**Task to complete**
Every line from the first one in the listing down to the line with "--- a/packages/abi-coder/interface.test.ts" should be restated word for word.

-*-

PR #17, opened 2021-10-07
Added interface and function abi

QuinnLee:
This is the first pass on creating a `Contract`/ `Interface` and support an ABI input.  Right now, the `functions` are supported and generated methods on the `Contract` class return the encoded abi.  In the next interaction, these calls should interact with a contract.

### DIFF
--- a/packages/abi-coder/interface.test.ts
+++ b/packages/abi-coder/interface.test.ts
@@ -44,11 +44,6 @@ describe('Interface', () => {
     expect(
       functionInterface.decodeFunctionData('entry_one', '0x000000000c36cb9c000000000000002a')
     ).to.eql([BigNumber.from(42)]);
-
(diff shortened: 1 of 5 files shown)


packages/abi-coder/interface.test.ts
```diff
@@ -0,0 +1,100 @@
...
+
+  it('raises an error if the arguments do not match the function input types', () => {
+    expect(() => functionInterface.encodeFunctionData('entry_one', [true])).to.throw('Invalid u64');
+    expect(() => functionInterface.encodeFunctionData('entry_one', [11, 11])).to.throw(
+      'Types/values length mismatch'
+    );
+    expect(() =>
+      functionInterface.decodeFunctionData('entry_one', '0x1111111111111111000000000000002a')
+    ).to.throw('data signature does not match function entry_one');
+  });
```
AlicanC, line 99: @QuinnLee, unlike on the others we don't set `functionInterface` to anything here. Is this intended?

PR #80, opened 2021-12-14
Fix calling contracts with structs

AlicanC:


QuinnLee (approved):
lgtm

packages/providers/src/provider.ts
```diff
@@ -258,19 +310,31 @@ export default class Provider {
     request: TransactionRequest;
     wait: () => Promise<TransactionResult & { data: Uint8Array }>;
   }> {
+    const dataArray = arrayify(data);
+    const functionSelector = dataArray.slice(0, 8);
+    const isStructArg = dataArray.slice(8, 16).some((b) => b === 0x01);
```
digorithm, line 315: I'm just curious and a bit confused: how come we're confirming it's a struct arg by checking `b === 0x01`?

digorithm (approved):
Great stuff! 🔥 

Just one clarification comment, but feel free to merge whenever.

packages/providers/src/provider.ts
AlicanC: It's an ABI-encoded boolean and we are checking if it has any bytes matching `0x01` in it to see if we should interpret it as true or false.

I was going to make these lines prettier, but I decided to leave a comment instead (and forgot the comment).

I have identified multiple ways to implement this and each one was uglier than the other. Then I realized we only support exactly one argument and when we add support for 0 and 1+ I will have to go over this again. So I just left it like this and will get back to it when it's clear how non-1 args are going to work.

Issue #39, opened 2021-10-25
Add `signTransaction`


QuinnLee:
Currently it is hard to test/dev against a provider/contract.  We should mock it out

QuinnLee:
current specs are https://github.com/FuelLabs/sway-lib-std/issues/17

PR #96, opened 2022-01-17
feat: add signed transaction (#39)

luizstacio:
Add signed transaction.


adlerjohn:
Why was this closed?

luizstacio:
> Why was this closed?

The signature was using the ETH signing method, I'm working on this with Fuel signing specs.

PR #103, opened 2022-01-21
Add `signMessage`

luizstacio:
## Add `signMessage`;

- Create a JSON file to test wallet signing and other methods.
- New classes under the wallet
  - Signer: Responsible for holder keys and providing signature on data;
  - Hasher: Wrap sha256; this is the first step to a `proposal` to remove the use of `@ethersproject/sha2`;
  - Wallet: Wrap, Signer, and Provider to better UX

## Configurations

- Disable `"import/prefer-default-export"` proposal to avoid typos on imports.
- Add support to JSON import on `packages/wallet`.


packages/wallet/src/wallet.test.json
```diff
@@ -0,0 +1,8 @@
+{
```
QuinnLee, line 1: is this the same fixtures as `fuels-rs` is using too? might be good to sync them

luizstacio: Yes, I got it from `fuels-rs`. I was thinking about creating some way to share via module. Maybe create a repo that is a module for `rust` and `typescript`.

QuinnLee (approved):
approved! but can you let @digorithm take a look before merging?

packages/wallet/src/signer.ts
```diff
@@ -0,0 +1,76 @@
...
+    const keyPair = getCurve().keyFromPrivate(privateKeyBytes, 'hex');
+
+    // @TODO: defineReadOnly these properties
+    // Slice(1) removes the encoding scheme from the public key
+    this.publicKey = hexlify(keyPair.getPublic(false, 'array').slice(1));
+    this.privateKey = hexlify(privateKeyBytes);
+    this.address = hash(this.publicKey);
+  }
+
+  sign(msg: BytesLike) {
```
digorithm, line 42: What do you think about renaming `sign` to `signMessage`? Message signing and transaction signing _might_ be slightly different, requiring two different implementations. At the very least, when signing an actual transaction this function will be taking a whole `Transaction` object, right? So they'll likely differ.

digorithm (changes requested):
It's looking great, awesome job! Just left a few nits and comments.

packages/wallet/src/signer.ts
luizstacio: I was thinking about encoding the transaction on the wallet level and sign using this method. In this way, the Signer will work for both. Maybe I could be missing some points but I can change later on the PR for the `wallet.signTransaction`.

Maybe changing the name of the param would be a good idea.

digorithm: That makes sense!

digorithm (approved):
Looking great! Ship it! :shipit:

PR #110, opened 2022-02-02
feat: zero out output fields on hashTransaction

luizstacio:
# Summary

- Set to zero on `hashTransaction` the defined `outputs`.
- Add `lodash.deepClone` to remove reference from `transactionRequest` param.


AlicanC (approved):
LGTM.

Issue #120, opened 2022-02-09
Wallet Generate


luizstacio:
Add `Wallet.generate()` to create a random `privateKey`

PR #121, opened 2022-02-11
Generate random Wallet

luizstacio:
## Summary

- Adds, Generate random wallet;
- Adds the possibility to pass an extra entropy;
- `Wallet.generate(options)` open for optional configuration like `generate from mnemonic`;
- Lock `@ethersproject/random@5.5.1` to avoid non-intentional updates.

## Refs:
https://github.com/ethereumjs/ethereumjs-wallet/blob/master/src/index.ts
https://github.com/crypto-browserify/randombytes
https://developer.mozilla.org/en-US/docs/Web/API/Crypto/getRandomValues
https://github.com/ethers-io/ethers.js/blob/master/packages/random
https://nodejs.org/api/crypto.html#cryptorandombytessize-callback

## Discussion

The `randomBytes` is critical to have a secure source of entropy. Because of this, I have chosen the package `@ethersproject/random`. It has a similar implementation from other modules/wallets. Where the idea is to; Use [crypto.randomBytes() on `Node.js`](https://nodejs.org/api/crypto.html#cryptorandombytessize-callback) and [crypto.getRandomValues() on the `browser`](https://developer.mozilla.org/en-US/docs/Web/API/Crypto/getRandomValues).

closes: #120

### DIFF
--- a/.gitignore
+++ b/.gitignore
@@ -127,3 +127,7 @@ Thumbs.db
 ## Jekyll & gh-pages
 .jekyll-cache
 _site/
+
+
+## Packages lock file
+packages/**/*-lock.json
--- a/package-lock.json
+++ b/package-lock.json
@@ -15077,7 +15077,8 @@
     "node_modules/safe-buffer": {
       "version": "5.1.2",
       "resolved": "https://registry.npmjs.org/safe-buffer/-/safe-buffer-5.1.2.tgz",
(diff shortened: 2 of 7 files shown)


QuinnLee (approved):
lgmt, there are some linting warnings about docs, but no blockers.

luizstacio:
> lgmt, there are some linting warnings about docs, but no blockers.

Thanks for the warning will fix it with on next doc generation.

digorithm (approved):
LGTM!

PR #124, opened 2022-02-14
feat!: Update interface and fragment to ignore gas, amount and color in

QuinnLee:
abi format

### DIFF
--- a/packages/abi-coder/src/fragments/function-fragment.ts
+++ b/packages/abi-coder/src/fragments/function-fragment.ts
@@ -1,3 +1,4 @@
+import type { JsonFragmentType } from '@ethersproject/abi';
 import { FormatTypes, ParamType } from '@ethersproject/abi';
 
 import type { JsonFragment } from './fragment';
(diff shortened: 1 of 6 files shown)


AlicanC (approved):

packages/abi-coder/src/fragments/function-fragment.ts
```diff
@@ -17,16 +18,31 @@ function formatOverride(this: ParamType, format?: string): string {
...
+      strictInputs: FunctionFragment.strictArguments(inputs),
       outputs: outputs.map(ParamType.fromObject),
     };
 
     return new FunctionFragment(params);
   }
 
+  static strictArguments(fragment: readonly JsonFragmentType[]): boolean {
+    return !(
+      fragment.length >= 3 &&
```
adlerjohn, line 35: Note that currently the compiler must emit _exactly_ 4 parameters. It will still work with your code, but if you want to be very specific then this check should be `== 4`. Not a big deal since the compiler will be fixed soon-ish anyways to no longer have this requirement.

digorithm (approved):
:shipit:

PR #142, opened 2022-03-02
chore: Update releaserc and allow dry-runs on ci

QuinnLee:
realized this is easier to `--dry-runs`  and semantic-release + mono repos are bad for my OCD


luizstacio (approved):
This is really good to avoid issues on release. Nice!

AlicanC (approved):

PR #156, opened 2022-03-05
Fix encoding of B256s with leading zero bytes

AlicanC:
Turns out the previous "B256 with all zero bytes" issue we fixed was actually a "B256 with leading zero bytes" issue.

With this PR, the bug is fixed and encoder only accepts exactly 32 bytes. So `0x0`, `0x00` and such are invalid now which should be safer.


digorithm (approved):
Uh, nice catch!

QuinnLee (approved):

PR #170, opened 2022-03-10
feat: call contract method with mutiple params

luizstacio:
### Summary

- Fix encode for call a contract with multiple params;
- Add complementary tests on package `provider`
- Remove `isStruct` from the encoded interface

Contract example;
```
abi TestContract {
  fn foo(value: u64) -> u64;
  fn boo(value: TestStruct) -> TestStruct;
  fn barfoo(value: u64) -> u64;
  fn foobar(value: ()) -> u64;
  fn foobar_no_params() -> u64;
  fn sum(a: u64, b: u64) -> u64;
  fn sum_test(a: u64, test: SumStruct) -> u64;
  fn sum_single(test: SumStruct) -> u64;
  fn sum_multparams(a: u64, b: u64, c: u64, d: u64, e: u64) -> u64;
  fn echo_b256(a: b256) -> b256;
  fn add_ten(param: SingleParamStruct) -> u64;
}
```

PR #173, opened 2022-03-10
chore: organize scripts

AlicanC:
This PR adds a file called `scripts.ts` that contains the two scripts we use: `contractCallScript` and `returnZeroScript`.

I know this conflicts with #170 but it should be a an easy one. If not we can merge #170 and I can rebase this.

### DIFF
--- a/packages/providers/src/index.ts
+++ b/packages/providers/src/index.ts
@@ -1,4 +1,5 @@
 export * from './provider';
 export { default as Provider } from './provider';
 export * from './transaction-request';
+export * from './scripts';
 export * from './util';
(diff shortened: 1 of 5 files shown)


digorithm:
This is great! Should we let https://github.com/FuelLabs/fuels-ts/pull/170 go in first because it came first and solves a blocker @luizstacio was having?

luizstacio:
I also have some ongoing changes on this file to support function without return.

luizstacio:
@AlicanC It's for you to merge and squash, I will rebase my ongoing changes with this PR, after merge.

AlicanC:
@luizstacio rebased!

AlicanC:
This was included in #178

PR #704, opened 2022-12-22
feat: enable update url from provider

luizstacio:
Currently is not possible to update the provider URL instance. The issue with only enabling the replacement of the URL by creating a new provider adds an issue when we want to have a global provider configuration and make sure when changing the URL, all the references to the current Provider will be updated, as currently is needed to create an instance, all the references to the old one will be pointing to the old provider instance.


packages/providers/src/provider.ts
```diff
@@ -206,8 +206,22 @@ export default class Provider {
     /** GraphQL endpoint of the Fuel node */
     public url: string
   ) {
+    this.operations = this.createOperations(url);
```
arboleya, line 209: DRY variable assignment via method reuse.

```suggestion
    this.connect(url)
```

packages/providers/src/provider.ts
```diff
@@ -206,8 +206,22 @@ export default class Provider {
...
     const gqlClient = new GraphQLClient(url);
-    this.operations = getOperationsSdk(gqlClient);
+    return getOperationsSdk(gqlClient);
+  }
+
+  /**
+   * Connect provider to a different Fuel node url
+   */
+  connect(url: string) {
+    this.operations = this.createOperations(url);
```
arboleya, line 224: Connect methods are usually _async_, validate the URL, try to _connect_ somewhere, and throw an error in case of failure. This case doesn't seem to be actually _connecting_, so I'd suggest either:

 1. Change the method name _(`setProviderUrl`?)_
 2. Make the method `async` and run a try/catch validation flow, i.e.:

```suggestion
  async connect(url: string) {
    this.operations = this.createOperations(url);
    try {
      await provider.getNodeInfo(); // or something better
    } catch (error) {
       // handle error, re-throw if necessary
    }
```

packages/providers/src/provider.test.ts
```diff
@@ -152,4 +152,14 @@ describe('Provider', () => {
...
   });
+
+  it('can change the provider url of the curernt instance', async () => {
+    const provider = new Provider('http://127.0.0.1:4000/graphql');
+
+    provider.connect('http://127.0.0.1:8080/graphql');
+
+    expect(async () => {
+      await provider.getNodeInfo();
+    }).rejects.toThrow();
```
arboleya, line 163: Calling a second method _(`getNodeInfo`)_ to validate the first one _(`connect`)_ is not optimal. Only one unit should be considered per test, using mocks if necessary, and the assertion should focus on the `operations` property — the only thing the `connect` method changes.

> Also, try to always error-match using `.toThrow(/my-expected-error/)` to avoid _false-positives_ — when _any_ error can make a test pass, bugs can be silenced.

packages/wallet/src/base-locked-wallet.ts
```diff
@@ -60,7 +60,11 @@ export class BaseWalletLocked extends AbstractWallet {
     if (!provider) {
       throw new Error('Provider is required');
     } else if (typeof provider === 'string') {
-      this.provider = new Provider(provider);
+      if (this.provider) {
+        this.provider.connect(provider);
+      } else {
+        this.provider = new Provider(provider);
+      }
```
arboleya, line 67: I think it'd be good to have a simple test validating all these if/else possibilities.

arboleya (changes requested):

packages/providers/src/provider.ts
luizstacio: I think this is not valid, as the creation of the provider will not be handle by developers making than to add a try catch around the creation of the wallet.

packages/providers/src/provider.ts
luizstacio: This will trigger the TypeScript check as the operations are not assigned on the constructor;

Screenshot 2022-12-22 at 10 27 57

packages/providers/src/provider.ts
luizstacio: Connect is not an async method, as it didn't and should not request data. The application layer is responsible for handling the async operations and errors on bad URL etc.

arboleya (approved):

LuizAsFight (approved):

PR #709, opened 2022-12-26
chore: splitting lib and utils

arboleya:
This PR segregates the exported **library** and _test utilities_.

This ensures that such utilities are not present in the final build of apps using the Fuels SDK.


Dhaiwat10 (commented):
The changes look good but looks like the CI test run is failing.

arboleya:
Yes, I found an unexpected problem when using different builds for `src` and `test`, because then there will be more than one `BaseWalletLocked` reference, and this conditional will malfunction:

https://github.com/FuelLabs/fuels-ts/blob/4c8b0d65eb446d7ae1dbe1f90cf40263b7c6b962/packages/contract/src/contracts/contract-factory.ts#L44-L54

This happens because the imports will be bundled _with_ the `test-utils.js` file and differ from the ones exported with the library at `index.js`:

https://github.com/FuelLabs/fuels-ts/blob/cde2a5d2d73e1f54764e4ba7ca45e6e8d2364011/packages/wallet/src/test-utils.ts#L5-L6

The same would not happen if we'd replace them with the following:

```ts
import { Wallet, WalletUnlocked } from '@fuel-ts/wallet'; 
```

But the latter can't be used because the `test-utils.ts` file is already inside the `@fuel-ts/wallet` package. Packages can't have self-references, I guess. A new `test-utils` package would potentially solve this since all references would point to the `@fuel-ts/wallet` package, like: `import ... from '@fuel-ts/wallet'`.

Initially, I didn't want to go this way (_of creating a new general test utility package_) because I feel that these utilities are better placed inside the packages they belong to. Now I'll have to reevaluate the possibilities.

arboleya:
FWIW: I'm marking the PR as a draft again until I finish this.

arboleya:
> The changes look good but looks like the CI test run is failing.

Fixed via https://github.com/FuelLabs/fuels-ts/pull/709/commits/fb0d58ba473a8aabb0e2c356f7b40004a3b990e7 and subsequent commits.

Dhaiwat10 (approved):

Dhaiwat10 (approved):

Dhaiwat10 (approved):

arboleya:
Regarding the `#context` doc tags like [this one](https://github.com/FuelLabs/fuels-ts/pull/709/files#diff-071995a9d63e58b0b20537c46f7eeb1b1ffe3aa3ab575eb4e818f77158a2ceaaR10-R12), my approach was to duplicate the `#context` lines with the relevant new imports, which now come from the individual packages and not the `fuels` umbrella. I'm just not sure what exactly this `#context` is and if there could be two subsequent lines.

<details>
  <summary>See snippet example</summary>

context

</details>

Dhaiwat10 (approved):

PR #711, opened 2022-12-28
fix: typegen globals expansion

### LINKED ISSUE #710: Typegen missing multiple expanded path globals
Let's say I have two _(or more)_ ABIs inside the `./abis` dir and run this:

```console
$ fuels-typegen -i ./abis/*-abi.json -o ./contracts
```

I'd expect the path global to be expanded and types to be generated for the **_two_** ABI JSON.

However, _only the first_ expanded path is considered, and _the rest_ is completely **ignored**.

arboleya:
- Close #710

### DIFF
--- a/.changeset/sixty-bugs-ring.md
+++ b/.changeset/sixty-bugs-ring.md
@@ -1,0 +1,5 @@
+---
+"@fuel-ts/abi-typegen": patch
+---
+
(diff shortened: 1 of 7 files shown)


Dhaiwat10 (approved):
LGTM!

PR #712, opened 2022-12-28
feat: Add `getBalance` to contracts and `getContractBalance` to providers

### LINKED ISSUE #696: Add get contract balance to provider
Today if a developer wants to know the balance of a contract, he can write a graphql query but it would be great to include it inside the SDK.

Docs ref: https://graphql-docs.fuel.network/docs/recipes/#get-an-asset-balance-of-a-contract

Dhaiwat10:
- This PR adds two new methods: `getBalance` for contracts, and `getContractBalance` for providers
- Closes #696


arboleya:
> [...] until I figure out how to add tests for both of these new functions

I'm not sure if isolating all e2e's apart from their source code is the best approach, but in the _current_ setting, I believe these tests should go inside the `package/fuel-gauge` — a package solely dedicated to e2e stuff. I assume you'd need to deploy a contract and transfer funds to it first.

You might have to add things to the `chainConfig` as you did; my only concern is how we can keep this file documented since it is tough to read, and it can become increasingly hard to keep track of which test is using what. Currently, the `chainConfig` has many accounts with balances, aiming at the possibility of running tests in parallel, which we do not currently do. You can find some docs about this `initial_state` config [here](https://github.com/FuelLabs/fuels-ts/blob/master/jest.env.ts).

Although I'm trying to give you some thoughts on this matter, please know that I'm unfamiliar with these e2e tests, and I'm looking forward to seeing how you'll address this.

You might get better guidance from @camsjams on this one.

Dhaiwat10:
@arboleya Agreed. That's the approach I am going with now. I wrote an e2e test inside the `fuel-gauge` package and came across an issue (possibly) with our GraphQL API. [Slack convo](https://fuellabs.slack.com/archives/C03FMADHHGB/p1672657909553509)

packages/fuel-gauge/src/token-test-contract.test.ts
```diff
@@ -1,6 +1,6 @@
 import { generateTestWallet } from '@fuel-ts/wallet/test-utils';
 import { readFileSync } from 'fs';
-import { NativeAssetId, toHex, Provider, Wallet, ContractFactory } from 'fuels';
+import { NativeAssetId, toHex, Provider, Wallet, ContractFactory, Address, bn } from 'fuels';
```
arboleya, line 3: It looks like the `Address` import can be removed.

packages/contract/src/contracts/contract.ts
```diff
@@ -62,4 +63,15 @@ export default class Contract implements AbstractContract {
   multiCall(calls: Array<FunctionInvocationScope>) {
     return new MultiCallInvocationScope(this, calls);
   }
+
+  /**
+   * Get the balance for a given assset ID for this contract
+   */
+  getBalance(assetId: BytesLike) {
+    if (!this.provider) {
```
arboleya, line 71: Do you know if there's a case where a contract can be used without a provider?

arboleya (dismissed):
Looking good! 👌 

I'm glad you finally managed to finish it!

I'm approving it as is, just leaving minor observations and questions.

packages/contract/src/contracts/contract.ts
Dhaiwat10: Not sure if it can be _used_ without a provider but I think it can technically be _initialized_ if we don't pass in a provider + we pass in a wallet that does not contain a `provider`. See [this code](https://github.com/FuelLabs/fuels-ts/blob/master/packages/contract/src/contracts/contract.ts#L44-L47)

luizstacio: I think it is not possible to not have a provider in this case, as the constructor assigned the provider from the wallet or the provider it self.

arboleya: > **Note** Just to make it clear, this point I'm touching on might be out of the scope of this PR, but if we agree on changing the params signature, it could become a new issue.

Dhaiwat10: @luizstacio thoughts on this? I can file a separate issue for this if we want to make this change, and we can go ahead with this PR as it is

luizstacio: We should remove the null, as the Contract will not work without a provider or wallet.

packages/providers/src/provider.ts
```diff
@@ -603,6 +603,22 @@ export default class Provider {
...
+    /** The contract ID to get the balance for */
+    contractId: AbstractAddress,
+    /** The asset ID of coins to get */
+    assetId: BytesLike
+  ): Promise<BN> {
+    const { contractBalance } = await this.operations.getContractBalance({
+      contract: contractId.toB256(),
+      asset: hexlify(assetId),
+    });
+    return bn(contractBalance.amount, 10);
```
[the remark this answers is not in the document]
Dhaiwat10: > defaults to bn(amount, hex). No need for the 10

Do `bn(amount, 'hex')` and `bn(amount, 10)` evaluate to the same result? Shouldn't `bn(amount, 16)` evaluate to the same as `'hex'`?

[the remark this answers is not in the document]
luizstacio: Yeah, this is the question if we check fi the value was correct if it's than we have some issues on the file because some of the bn instances are not passing 10.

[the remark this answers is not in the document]
luizstacio: Ok I check the value from the playground it returns a base 10 not a hex:

```
{
  "data": {
    "contractBalance": {
      "amount": "1182963097192509693",
      "assetId": "0x6dfc0f524d3006e103fc4bd733c4f012b5a089fd09361d44833cdf653e9afe5b"
    }
  }
}
```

-*-

**Answer area**
PR #17, opened 2021-10-07
Added interface and function abi

QuinnLee:
This is the first pass on creating a `Contract`/ `Interface` and support an ABI input.  Right now, the `functions` are supported and generated methods on the `Contract` class return the encoded abi.  In the next interaction, these calls should interact with a contract.

### DIFF
--- a/packages/abi-coder/interface.test.ts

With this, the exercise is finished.